When using a pretrained model, the later layers of the model, which were useful for the task that the model was originally trained on, are replaced with one or more new layers with randomized weights, of an appropriate size for the dataset you are working with. These new layers are called the “head” of the model.
- What kinds of features do the early layers of a CNN find? How about the later layers?

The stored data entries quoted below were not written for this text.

PR #4676, opened 2021-02-25
Instruct drupal-finder to use any provided drupal root.

weitzman:
This gives a bypass to sites that mistakenly or deliberately dont have `installer-paths.drupal-core` in their composer.json extra. In general, it’s a small robustness improvement IMO. 

WIP until the next release of drupal-finder. See https://github.com/webflo/drupal-finder/pull/55.


weitzman:
This PR doesn't help when a root is specified via alias.

In fact, I think this approach is flawed. Lets make composer.com installer-paths a requirement and give a good error message when not present.

Issue #1947, opened 2016-01-28
Drush Memory Limit Detection Does Not Account For "Infinite" memory


rvtraveller:
Drush includes a function `drush_memory_limit()` which is designed to get the memory limit of PHP.  However, the function assumes the memory limit will be a certain value (256M, 1G, etc).  While this is good in practice, many default installation of PHP (such as Ubuntu LTS versions) ship with a `memory_limit` for the CLI of -1.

Earlier layers learn simple features like diagonal, horizontal, and vertical edges. Later layers learn more advanced features like car wheels, flower petals, and even outlines of animals.
- Are image models only useful for photos?
Nope! Image models can be useful for other types of images like sketches, medical data, etc.
However, a lot of information can be represented as images . For example, a sound can be converted into a spectrogram, which is a visual interpretation of the audio. Time series (ex: financial data) can be converted to image by plotting on a graph. Even better, there are various transformations that generate images from time series, and have achieved good results for time series classification. There are many other examples, and by being creative, it may be possible to formulate your problem as an image classification problem, and use pretrained image models to obtain state-of-the-art results!
- What is an “architecture”?
The architecture is the template or structure of the model we are trying to fit. It defines the mathematical model we are trying to fit.
- What is segmentation?
At its core, segmentation is a pixelwise classification problem. We attempt to predict a label for every single pixel in the image. This provides a mask for which parts of the image correspond to the given label.
- What is y_range used for? When do we need it?
y_range is being used to limit the values predicted when our problem is focused on predicting a numeric value in a given range (ex: predicting movie ratings, range of 0.5-5).
- What are “hyperparameters”?
Training models requires various other parameters that define how the model is trained. For example, we need to define how long we train for, or what learning rate (how fast the model parameters are allowed to change) is used. These sorts of parameters are hyperparameters.
- What’s the best way to avoid failures when using AI in an organization?
Key things to consider when using AI in an organization:
- Make sure a training, validation, and testing set is defined properly in order to evaluate the model in an appropriate manner.
- Try out a simple baseline, which future models should hopefully beat. Or even this simple baseline may be enough in some cases.